### TASK INPUT

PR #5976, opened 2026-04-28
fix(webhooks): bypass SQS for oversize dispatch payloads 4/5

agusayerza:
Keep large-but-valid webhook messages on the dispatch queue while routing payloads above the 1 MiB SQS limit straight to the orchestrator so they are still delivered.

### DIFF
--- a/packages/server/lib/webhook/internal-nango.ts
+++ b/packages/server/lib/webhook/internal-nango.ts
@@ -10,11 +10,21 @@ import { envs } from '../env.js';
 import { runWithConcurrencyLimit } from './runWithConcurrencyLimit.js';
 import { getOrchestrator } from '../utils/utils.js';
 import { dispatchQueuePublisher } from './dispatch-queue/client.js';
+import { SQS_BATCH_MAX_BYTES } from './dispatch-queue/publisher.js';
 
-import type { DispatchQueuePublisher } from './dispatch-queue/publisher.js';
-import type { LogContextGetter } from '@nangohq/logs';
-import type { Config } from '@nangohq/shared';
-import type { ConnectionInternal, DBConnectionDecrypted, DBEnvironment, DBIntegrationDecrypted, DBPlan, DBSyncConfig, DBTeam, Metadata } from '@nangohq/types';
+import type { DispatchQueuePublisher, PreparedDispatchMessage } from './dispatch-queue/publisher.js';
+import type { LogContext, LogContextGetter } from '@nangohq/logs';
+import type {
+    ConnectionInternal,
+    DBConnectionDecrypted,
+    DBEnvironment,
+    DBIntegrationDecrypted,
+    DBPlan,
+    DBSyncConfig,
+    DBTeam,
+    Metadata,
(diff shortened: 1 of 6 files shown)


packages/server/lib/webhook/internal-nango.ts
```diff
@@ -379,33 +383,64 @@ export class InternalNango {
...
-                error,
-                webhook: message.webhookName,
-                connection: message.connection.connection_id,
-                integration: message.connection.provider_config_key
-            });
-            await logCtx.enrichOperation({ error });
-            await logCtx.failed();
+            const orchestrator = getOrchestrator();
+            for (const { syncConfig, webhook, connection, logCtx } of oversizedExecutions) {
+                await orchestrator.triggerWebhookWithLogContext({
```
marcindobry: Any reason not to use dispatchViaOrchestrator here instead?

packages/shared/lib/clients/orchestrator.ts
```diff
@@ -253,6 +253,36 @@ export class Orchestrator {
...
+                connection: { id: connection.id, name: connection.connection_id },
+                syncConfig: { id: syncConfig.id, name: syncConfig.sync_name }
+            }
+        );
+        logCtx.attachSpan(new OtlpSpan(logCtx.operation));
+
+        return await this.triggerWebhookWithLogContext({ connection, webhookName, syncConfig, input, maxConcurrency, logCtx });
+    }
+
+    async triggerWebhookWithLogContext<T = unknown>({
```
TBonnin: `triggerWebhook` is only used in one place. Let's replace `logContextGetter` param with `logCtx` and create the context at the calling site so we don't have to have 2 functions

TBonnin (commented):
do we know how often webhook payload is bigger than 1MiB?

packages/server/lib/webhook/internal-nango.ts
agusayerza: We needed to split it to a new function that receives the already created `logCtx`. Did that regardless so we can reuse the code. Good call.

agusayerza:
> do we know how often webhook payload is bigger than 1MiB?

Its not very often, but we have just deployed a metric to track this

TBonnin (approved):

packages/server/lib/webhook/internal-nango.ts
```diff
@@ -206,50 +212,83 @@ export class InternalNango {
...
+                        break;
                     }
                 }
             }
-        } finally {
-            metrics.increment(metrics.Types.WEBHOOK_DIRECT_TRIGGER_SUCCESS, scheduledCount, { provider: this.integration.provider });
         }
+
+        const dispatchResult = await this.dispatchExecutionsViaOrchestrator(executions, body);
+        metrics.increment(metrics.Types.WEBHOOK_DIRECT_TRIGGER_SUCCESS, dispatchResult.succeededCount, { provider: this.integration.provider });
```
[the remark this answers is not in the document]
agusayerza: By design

######

_TASK ITEM_
Check every line above for the word "TBonnin" and copy those that have it.

_WRITTEN RESPONSE_
TBonnin: `triggerWebhook` is only used in one place. Let's replace `logContextGetter` param with `logCtx` and create the context at the calling site so we don't have to have 2 functions
TBonnin (commented):
TBonnin (approved):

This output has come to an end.